## Try it
Your task is to copy each line of the listing that contains the word "IsAdobeUICaller".

## Records shown
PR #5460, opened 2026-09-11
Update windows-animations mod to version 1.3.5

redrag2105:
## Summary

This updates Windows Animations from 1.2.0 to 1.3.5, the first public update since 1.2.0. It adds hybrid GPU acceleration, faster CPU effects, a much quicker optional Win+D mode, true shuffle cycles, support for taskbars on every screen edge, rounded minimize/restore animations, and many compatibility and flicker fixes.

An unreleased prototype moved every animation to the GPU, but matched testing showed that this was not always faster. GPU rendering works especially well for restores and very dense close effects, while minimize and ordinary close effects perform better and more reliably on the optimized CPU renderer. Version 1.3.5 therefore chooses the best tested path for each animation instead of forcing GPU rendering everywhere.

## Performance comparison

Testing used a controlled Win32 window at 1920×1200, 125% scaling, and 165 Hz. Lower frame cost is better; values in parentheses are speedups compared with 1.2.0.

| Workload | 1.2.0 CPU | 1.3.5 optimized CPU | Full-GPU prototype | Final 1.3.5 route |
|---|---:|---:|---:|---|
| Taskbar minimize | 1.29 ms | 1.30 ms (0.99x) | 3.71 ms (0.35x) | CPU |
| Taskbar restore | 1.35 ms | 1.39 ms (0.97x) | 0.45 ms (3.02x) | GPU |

* * *

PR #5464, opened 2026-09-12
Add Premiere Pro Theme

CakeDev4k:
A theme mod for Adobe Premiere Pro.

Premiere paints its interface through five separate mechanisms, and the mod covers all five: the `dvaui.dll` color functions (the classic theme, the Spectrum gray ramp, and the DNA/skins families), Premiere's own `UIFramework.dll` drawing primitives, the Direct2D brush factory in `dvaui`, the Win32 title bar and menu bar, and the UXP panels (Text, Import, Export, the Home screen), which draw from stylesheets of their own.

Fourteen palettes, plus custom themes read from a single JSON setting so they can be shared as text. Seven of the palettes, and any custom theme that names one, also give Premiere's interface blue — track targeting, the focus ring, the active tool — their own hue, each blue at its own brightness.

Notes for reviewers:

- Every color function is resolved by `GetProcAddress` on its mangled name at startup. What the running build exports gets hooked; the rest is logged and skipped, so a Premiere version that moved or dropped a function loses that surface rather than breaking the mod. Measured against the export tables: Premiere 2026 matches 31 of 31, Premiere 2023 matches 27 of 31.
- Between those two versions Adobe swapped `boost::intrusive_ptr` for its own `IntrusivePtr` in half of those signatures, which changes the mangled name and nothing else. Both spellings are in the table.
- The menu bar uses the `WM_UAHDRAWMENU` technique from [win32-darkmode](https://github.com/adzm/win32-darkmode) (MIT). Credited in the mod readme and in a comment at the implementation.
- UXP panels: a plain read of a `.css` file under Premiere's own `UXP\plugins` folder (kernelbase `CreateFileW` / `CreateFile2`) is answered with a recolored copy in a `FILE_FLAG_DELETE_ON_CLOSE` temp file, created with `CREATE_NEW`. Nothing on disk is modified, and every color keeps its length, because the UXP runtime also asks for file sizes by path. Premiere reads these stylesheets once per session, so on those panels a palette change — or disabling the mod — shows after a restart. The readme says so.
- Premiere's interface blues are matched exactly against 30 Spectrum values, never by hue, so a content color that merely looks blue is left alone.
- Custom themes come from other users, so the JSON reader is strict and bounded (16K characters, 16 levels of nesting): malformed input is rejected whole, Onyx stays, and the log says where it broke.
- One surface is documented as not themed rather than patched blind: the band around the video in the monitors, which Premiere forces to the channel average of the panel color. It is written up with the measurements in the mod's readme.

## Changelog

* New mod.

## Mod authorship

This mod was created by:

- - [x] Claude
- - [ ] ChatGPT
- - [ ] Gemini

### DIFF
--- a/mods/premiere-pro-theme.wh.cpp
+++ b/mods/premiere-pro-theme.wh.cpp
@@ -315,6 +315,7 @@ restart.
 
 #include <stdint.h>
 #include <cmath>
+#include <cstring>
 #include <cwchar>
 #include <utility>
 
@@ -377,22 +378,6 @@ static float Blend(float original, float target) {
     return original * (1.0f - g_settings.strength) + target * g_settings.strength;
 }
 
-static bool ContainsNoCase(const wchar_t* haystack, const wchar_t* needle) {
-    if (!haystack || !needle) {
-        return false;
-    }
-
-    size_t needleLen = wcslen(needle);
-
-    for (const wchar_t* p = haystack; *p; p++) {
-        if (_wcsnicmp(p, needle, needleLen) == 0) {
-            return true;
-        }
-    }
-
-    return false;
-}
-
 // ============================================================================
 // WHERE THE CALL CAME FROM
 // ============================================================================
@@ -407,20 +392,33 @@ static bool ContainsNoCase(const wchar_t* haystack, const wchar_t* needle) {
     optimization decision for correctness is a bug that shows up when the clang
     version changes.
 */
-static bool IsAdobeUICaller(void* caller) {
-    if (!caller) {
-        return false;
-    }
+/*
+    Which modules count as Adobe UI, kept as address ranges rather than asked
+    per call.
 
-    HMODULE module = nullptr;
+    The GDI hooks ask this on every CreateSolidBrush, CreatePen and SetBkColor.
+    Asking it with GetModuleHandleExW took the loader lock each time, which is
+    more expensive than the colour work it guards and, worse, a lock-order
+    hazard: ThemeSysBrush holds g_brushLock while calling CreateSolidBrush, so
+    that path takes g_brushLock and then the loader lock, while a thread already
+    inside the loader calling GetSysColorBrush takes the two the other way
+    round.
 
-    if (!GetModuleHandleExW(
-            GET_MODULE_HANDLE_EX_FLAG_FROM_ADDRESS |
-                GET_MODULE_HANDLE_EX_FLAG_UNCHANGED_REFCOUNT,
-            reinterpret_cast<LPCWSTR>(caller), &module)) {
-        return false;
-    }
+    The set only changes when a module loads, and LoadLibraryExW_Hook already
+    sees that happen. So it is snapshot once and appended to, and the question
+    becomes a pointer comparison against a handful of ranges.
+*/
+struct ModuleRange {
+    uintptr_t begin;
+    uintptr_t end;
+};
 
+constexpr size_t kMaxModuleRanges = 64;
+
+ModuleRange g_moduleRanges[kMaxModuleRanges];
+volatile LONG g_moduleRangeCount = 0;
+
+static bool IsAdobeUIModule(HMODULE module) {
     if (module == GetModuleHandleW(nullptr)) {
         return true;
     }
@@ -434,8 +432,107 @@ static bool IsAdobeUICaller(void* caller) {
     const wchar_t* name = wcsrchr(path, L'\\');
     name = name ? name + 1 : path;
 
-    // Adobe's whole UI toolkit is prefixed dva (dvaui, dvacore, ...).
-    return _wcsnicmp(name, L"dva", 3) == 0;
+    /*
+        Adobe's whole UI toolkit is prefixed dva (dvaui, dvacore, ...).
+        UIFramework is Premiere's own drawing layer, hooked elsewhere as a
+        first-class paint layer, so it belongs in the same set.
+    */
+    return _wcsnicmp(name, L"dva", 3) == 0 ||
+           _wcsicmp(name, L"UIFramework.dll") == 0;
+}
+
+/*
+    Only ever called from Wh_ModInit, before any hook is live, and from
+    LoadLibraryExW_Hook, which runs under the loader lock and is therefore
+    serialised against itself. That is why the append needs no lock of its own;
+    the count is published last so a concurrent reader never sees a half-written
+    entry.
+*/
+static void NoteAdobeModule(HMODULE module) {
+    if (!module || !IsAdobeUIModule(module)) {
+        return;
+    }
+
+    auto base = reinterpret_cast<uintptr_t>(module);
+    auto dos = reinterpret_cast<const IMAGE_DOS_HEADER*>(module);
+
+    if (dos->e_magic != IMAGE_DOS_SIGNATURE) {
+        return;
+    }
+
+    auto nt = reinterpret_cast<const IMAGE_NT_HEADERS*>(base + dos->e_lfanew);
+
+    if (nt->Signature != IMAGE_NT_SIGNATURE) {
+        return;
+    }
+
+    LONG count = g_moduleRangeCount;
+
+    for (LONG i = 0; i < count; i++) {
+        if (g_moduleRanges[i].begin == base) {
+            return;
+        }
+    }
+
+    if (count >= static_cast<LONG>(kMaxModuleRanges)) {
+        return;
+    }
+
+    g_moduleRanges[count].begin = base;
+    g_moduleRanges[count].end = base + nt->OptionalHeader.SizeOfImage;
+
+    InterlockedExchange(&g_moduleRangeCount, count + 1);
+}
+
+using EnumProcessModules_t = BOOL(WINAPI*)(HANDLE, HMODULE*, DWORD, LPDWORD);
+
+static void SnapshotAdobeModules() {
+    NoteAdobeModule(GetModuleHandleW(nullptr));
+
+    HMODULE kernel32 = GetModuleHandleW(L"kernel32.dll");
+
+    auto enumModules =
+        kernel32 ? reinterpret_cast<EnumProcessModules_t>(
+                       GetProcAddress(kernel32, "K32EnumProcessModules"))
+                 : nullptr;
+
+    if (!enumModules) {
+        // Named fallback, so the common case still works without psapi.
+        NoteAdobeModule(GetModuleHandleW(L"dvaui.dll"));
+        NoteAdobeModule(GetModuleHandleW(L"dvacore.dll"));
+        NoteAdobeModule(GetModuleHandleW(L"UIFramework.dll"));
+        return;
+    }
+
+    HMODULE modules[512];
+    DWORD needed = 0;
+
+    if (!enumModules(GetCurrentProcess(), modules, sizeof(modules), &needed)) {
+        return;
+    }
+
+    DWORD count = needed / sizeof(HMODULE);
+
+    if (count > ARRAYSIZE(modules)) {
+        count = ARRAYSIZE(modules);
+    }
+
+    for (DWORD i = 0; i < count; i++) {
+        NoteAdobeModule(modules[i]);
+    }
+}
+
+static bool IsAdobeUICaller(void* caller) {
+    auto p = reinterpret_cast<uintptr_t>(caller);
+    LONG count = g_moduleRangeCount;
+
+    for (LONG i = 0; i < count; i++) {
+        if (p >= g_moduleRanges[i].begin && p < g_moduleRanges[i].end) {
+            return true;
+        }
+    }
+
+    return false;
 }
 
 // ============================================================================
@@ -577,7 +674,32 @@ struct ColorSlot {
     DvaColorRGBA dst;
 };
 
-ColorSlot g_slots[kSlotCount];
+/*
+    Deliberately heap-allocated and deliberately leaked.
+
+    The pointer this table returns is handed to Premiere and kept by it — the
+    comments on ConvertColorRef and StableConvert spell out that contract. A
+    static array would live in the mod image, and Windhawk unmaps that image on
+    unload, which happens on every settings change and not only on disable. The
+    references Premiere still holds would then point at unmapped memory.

==

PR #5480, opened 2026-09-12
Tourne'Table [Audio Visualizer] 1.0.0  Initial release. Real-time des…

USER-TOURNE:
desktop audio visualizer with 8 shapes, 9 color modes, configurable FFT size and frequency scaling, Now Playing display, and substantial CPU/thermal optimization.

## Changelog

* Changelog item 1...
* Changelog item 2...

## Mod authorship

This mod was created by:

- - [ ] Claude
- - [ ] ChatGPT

## Result of this exercise
-static bool IsAdobeUICaller(void* caller) {
@@ -434,8 +432,107 @@ static bool IsAdobeUICaller(void* caller) {
+static bool IsAdobeUICaller(void* caller) {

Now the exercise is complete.